Mis dientes rechinan y nuevamente el terror, como una descarga eléctrica me invade por dentro.
Fue una amenaza.
—Te entiendo y te pido disculpas —dice, tomando el papel entre sus manos. El maldito papel lleno de recortes y letras de periódicos—. Pero es tu obligación mantener la calma para no arruinarlo todo. Tenemos las espaldas cubiertas y lo sabes de sobra.
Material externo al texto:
PR #5849, opened 2023-11-28
Pass through additional arguments to create number

clydebarrow:

The helper functions `switch.new_switch()` and `sensor.new_sensor()` already allow additional arguments to be passed to the object constructor. This should also be allowed with `number.new_number()`.

## Types of changes

- [x] Other

## Test Environment

- [x] ESP32
- [ ] ESP32 IDF
- [ ] ESP8266
- [ ] RP2040
- [ ] BK72xx
- [ ] RTL87xx

## Checklist:

### DIFF
--- a/esphome/components/number/__init__.py
+++ b/esphome/components/number/__init__.py
@@ -257,8 +257,8 @@ async def register_number(
     )
 
 
-async def new_number(config, *, min_value: float, max_value: float, step: float):
-    var = cg.new_Pvariable(config[CONF_ID])
+async def new_number(config, *args, min_value: float, max_value: float, step: float):
+    var = cg.new_Pvariable(config[CONF_ID], *args)
     await register_number(
         var, config, min_value=min_value, max_value=max_value, step=step
     )


jesserockz:
image
image

I would actually argue to remove the `*args` from them entirely. 

Only really `micronova` uses the args for most of the existing functions, and it should really be using `Parented` for consistency with the rest of the codebase.

For more consistency, setters should be used everywhere for config -> class instead of constructor arguments.

WDYT?

clydebarrow:
What's the rationale for preferring setters over constructor arguments for invariant properties?

clydebarrow:
One of the use cases for constructor arguments is to get this kind of thing out of the C++ code:

```
#define SUB_SENSOR(name) \
 protected: \
  sensor::Sensor *name##_sensor_{nullptr}; \
\
 public: \
  void set_##name##_sensor(sensor::Sensor *sensor) { this->name##_sensor_ = sensor; }


#ifdef USE_SENSOR
  SUB_SENSOR(voltage)
  SUB_SENSOR(current)
  SUB_SENSOR(battery_level)
  SUB_SENSOR(max_cell_voltage)
  SUB_SENSOR(max_cell_voltage_number)
  SUB_SENSOR(min_cell_voltage)
  SUB_SENSOR(min_cell_voltage_number)
  SUB_SENSOR(max_temperature)
  SUB_SENSOR(max_temperature_probe_number)
  SUB_SENSOR(min_temperature)
  SUB_SENSOR(min_temperature_probe_number)
  SUB_SENSOR(remaining_capacity)
  SUB_SENSOR(cells_number)
  SUB_SENSOR(temperature_1)
  SUB_SENSOR(temperature_2)
  SUB_SENSOR(cell_1_voltage)
  SUB_SENSOR(cell_2_voltage)

(ad nauseum)


...


            if (this->voltage_sensor_) {
              this->voltage_sensor_->publish_state((float) encode_uint16(it[4], it[5]) / 10);
            }
            if (this->current_sensor_) {
              this->current_sensor_->publish_state(((float) (encode_uint16(it[8], it[9]) - DALY_CURRENT_OFFSET) / 10));
            }
            if (this->battery_level_sensor_) {
              this->battery_level_sensor_->publish_state((float) encode_uint16(it[10], it[11]) / 10);


(rinse and repeat...)

```

And instead replace it with more like this:
```
class SpaValue {
 public:
  SpaValue(char row, size_t col) : row{row}, col{col} {}
  const char row;
  const size_t col;
  virtual void set_value(int value) {}
};

class SpanetSensor : public SpaValue, public sensor::Sensor, public Parented<spanet::Spanet> {
 public:
  SpanetSensor(char row, size_t col, float scale): SpaValue(row, col), scale_{scale} {}
  void set_value(int value) override {
    this->publish_state(value * this->scale_);
  }
 protected:
  const float scale_;
};


....

    for (auto val : values_) {
      if (val->row == row && fieldcnt > val->col) {
        val->set_value(decode_value_(fields[val->col], field_lengths[val->col]));
      }
    }


```

Where the necessary parameters to evaluate and scale the value are supplied to the constructor for the Sensor subclass. Yes, it would be possible to use setters instead of constructor arguments, but that is a lot more verbose, and exposes the properties as settable when they should be invariant.

jesserockz:
Your two use cases are entirely different though...
The first are basic sensors that only expose a value with no custom code.
The second is a custom sensor class that does some processing itself and would still require the sensor to be defined and have a setter in the header...

Unless I am missing something?

clydebarrow:
They're the same use case, implemented differently. The classic approach has a separate named property for each possible sensor, requiring a separate setter for each one, and the handling of each is on a case-by-case basis in the parent component.  My approach is to use a custom class (which is derived from `Sensor`, `Number` etc.) which either does processing itself, or exposes properties that the parent component uses to evaluate and publish, without knowing anything much about the sensor itself (in the best case.)

In either case the parent component needs a method to add a sensor - but one requires eleventeen different setters, the other a single `add_sensor()` or similar.

I'm not suggesting that my approach to adding sensors should be mandated (for a simple component with a couple of sensors it's overkill) but I do think it's a cleaner approach where there are many sensors for one parent component.

The relevance to this PR (which is _not_ about setters on the parent component) is that to implement the second approach you have to initialise properties in the `Sensor` subclass, and doing that via setters is sub-optimal, since it prevents them being immutable and is verbose.

This PR isn't essential in that the code in `new_number` can be replicated in the component itself, but IMHO it's better to keep the pattern in common code.

Which also means we've spent far too much time discussing this already :-)

jesserockz (approved):

jesserockz:
Ill merge this now for consistency. And we can revisit the ideas outside this PR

Hay agentes de la DEA, antinarcóticos, el FBI, Interpol, personas encubiertas trabajando para ésta operación. Tenemos agentes cuidando a tus hijos, a Charlotte, a la familia de Charlotte e incluso pusimos vigilancia en la clínica donde se encuentra internada la muchacha...
—Ámbar —corto—. Se llama Ámbar.
Asiente, y se rasca la barba.
—Está todo bajo control —replica—. Lo que dice esta nota tiene el propósito de intimidarte, de hacerte flaquear, de orillarte a cometer un error. El error de poner sobre aviso a Jean, acerca de tu asociación con la DEA para desbaratar su cartel de narcotráfico.
Muerdo mis labios y empiezo a caminar.
En círculos recorro la oficina de Grayson. Una oficina ubicada en la zona más céntrica de Seattle. Una oficina fachada, en donde se desempeñan falsas labores administrativas; el punto neutral que nos ha servido como encuentro. Él bajo el título de asesor de finanzas, y yo con mi papel de empresario vitivinícola, que lo eligió para confiar las inversiones de mi capital.
Tomo una gran bocanada de aire, y golpeo mi frente.
Ya cometí mi primer error, porque lo de recién ha sido un terrible desliz.
Después de leer lo que leí, rompí la principal norma que establecí cuando se inició todo este lío: nunca olvidarme de la discreción.
Pasé por alto que nuestras reuniones son a las cinco de la tarde de cada lunes y de dos miércoles al mes, y le solicité a Grayson una cita de urgencia.
Estuve en la tarde aquí y me marché tranquilo, contento, triunfante, pero en un par de horas mi optimismo se fue a la mierda.
Asumo que hoy; precisamente hoy, dejé de ser el calculador, soberbio e inescrupuloso David Henderson, y me convertí simplemente en un padre asustado y desesperado.
Lo de hoy realmente es una emergencia. Una emergencia que me obliga a poner en duda absolutamente todo lo que he venido haciendo, porque siento que camino sobre la cuerda floja, aterrorizándome de haber metido la pata bien feo.
—¿Cómo es que estás tan seguro? —resuelvo al cabo de unos segundos de silencio, caminando hacia el amplio ventanal de cristal—. ¿Qué te hace creer que Rafael no está un paso por delante de ti, de ustedes? Dame una razón para convencerme de que lo que he hecho en estos dos meses no fue en vano.
—¿No te alcanza con ver a tu alrededor? —pregunta como si resultase obvio—. Llevamos años tratando de atrapar a este sujeto. Años estudiándolo, trazando la manera ideal de cazarlo y así hundirlo en una cárcel de máxima seguridad, condenarlo a cadena perpetua o a la silla eléctrica —chasquea la lengua—. No vamos a fallar. No estamos capacitados para fallar.